- Collected data entries

PR #1178, opened 2024-12-20
fix: error toast message while configuring trigger while creating a monitor

vikhy-aws:
### Description
This PR fixes the issue of an unnecessary error popup appearing while creation of a monitor. The error popup is raised because the config index is not been before a monitor is created, but is created automatically when the monitor is created. So, the error popup is redundant when creating a monitor.

image
  
### Check List
- [x] Bug fix tested locally.
- [x] Added new unit test cases.
- [x] All tests passed.

### DIFF
--- a/package.json
+++ b/package.json
@@ -34,7 +34,7 @@
     "@babel/plugin-transform-modules-commonjs": "^7.22.9",
     "@elastic/elastic-eslint-config-kibana": "link:../../packages/opensearch-eslint-config-opensearch-dashboards",
     "@elastic/eslint-import-resolver-kibana": "link:../../packages/osd-eslint-import-resolver-opensearch-dashboards",
-    "cypress": "12.17.4",
+    "cypress": "9.5.4",
     "husky": "^8.0.0",
     "lint-staged": "^10.2.0",
     "@types/react": "^16.14.23"
@@ -67,6 +67,5 @@
   },
   "engines": {
     "yarn": "^1.21.1"
-  },
-  "packageManager": "yarn@1.22.22+sha512.a6b2f7906b721bba3d67d4aff083df04dad64c399707841b7acf00f6b133b7ac24255f2652fa22ae3534329dc6180534e98d17432037ff6fd140556e2bb3137e"
+  }
 }
--- a/package.json
+++ b/package.json
@@ -34,7 +34,7 @@
     "@babel/plugin-transform-modules-commonjs": "^7.22.9",
     "@elastic/elastic-eslint-config-kibana": "link:../../packages/opensearch-eslint-config-opensearch-dashboards",
     "@elastic/eslint-import-resolver-kibana": "link:../../packages/osd-eslint-import-resolver-opensearch-dashboards",
-    "cypress": "9.5.4",
+    "cypress": "12.17.4",
     "husky": "^8.0.0",
     "lint-staged": "^10.2.0",
     "@types/react": "^16.14.23"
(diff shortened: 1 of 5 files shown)


package.json
```diff
@@ -34,7 +34,7 @@
     "@babel/plugin-transform-modules-commonjs": "^7.22.9",
     "@elastic/elastic-eslint-config-kibana": "link:../../packages/opensearch-eslint-config-opensearch-dashboards",
     "@elastic/eslint-import-resolver-kibana": "link:../../packages/osd-eslint-import-resolver-opensearch-dashboards",
-    "cypress": "9.5.4",
+    "cypress": "12.17.4",
```
amsiglan, line 37: why are we changing this? Have other plugins updated it as well?

public/pages/CreateTrigger/containers/ConfigureActions/ConfigureActions.js
```diff
@@ -183,7 +183,10 @@ class ConfigureActions extends React.Component {
             description: '',
           }));
       } else {
-        backendErrorNotification(notifications, 'load', 'destinations', response.err);
+        // If the config index is not created, don't show the notification
+        if (response.totalMonitors !== 0) {
```
amsiglan, line 187: Club the else if?

server/services/DestinationsService.js
```diff
@@ -175,17 +175,24 @@ export default class DestinationsService extends MDSEnabledClientService {
...
     } catch (err) {
+      // Indices will be created when the monitor is created.
       if (isIndexNotFoundError(err)) {
         return res.ok({
-          body: { ok: false, resp: {} },
+          body: {
+            ok: false,
+            totalMonitors: 0, 
+            monitors: [],
+            message: "Config index will be created automatically when the monitor is created"
```
amsiglan, line 185: I would rather keep the schema same and return a known error message which we can check for in the frontend instead of introducing a new field `totalMonitors`

server/services/DestinationsService.test.js
```diff
@@ -0,0 +1,186 @@
...
+describe("Test DestinationsService -- getDestinations", () => {
+  let destinationsService;
+  let mockContext;
+  let mockReq;
+  let mockRes;
+  let mockClient;
+
+  beforeEach(() => {
+    mockClient = jest.fn();
+
```
amsiglan, line 12: Generally we don't add empty lines between initializations

package.json
vikhy-aws: So, the version of cypress in OpenSearch-Dashboards and the version of cypress in all the plugins should match for the frontend to run. So, set them to the same value.

public/pages/CreateTrigger/containers/ConfigureActions/ConfigureActions.js
vikhy-aws: Oh sorry, I missed a case here. I got to display the error toast if the response is not okay and the totalMonitors is not zero. Will add that.

amsiglan (dismissed):

riysaxen-amzn (approved):

public/pages/CreateTrigger/containers/ConfigureActions/ConfigureActions.js
```diff
@@ -182,8 +182,9 @@ class ConfigureActions extends React.Component {
             type: toChannelType(destination.type),
             description: '',
           }));
-      } else {
-        backendErrorNotification(notifications, 'load', 'destinations', response.err);
+      } else if (response.totalMonitors !== 0) {
```
eirsep, line 185: Am hazy on my JS but are you intending to check `response.totalMonitor > 0`

if yes, why are we checking for >0 and then code comment says config index not created?

amsiglan (approved):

- Requirement
Of the lines above, copy each one that contains the word "automatically".

- Exercise response
This PR fixes the issue of an unnecessary error popup appearing while creation of a monitor. The error popup is raised because the config index is not been before a monitor is created, but is created automatically when the monitor is created. So, the error popup is redundant when creating a monitor.
+            message: "Config index will be created automatically when the monitor is created"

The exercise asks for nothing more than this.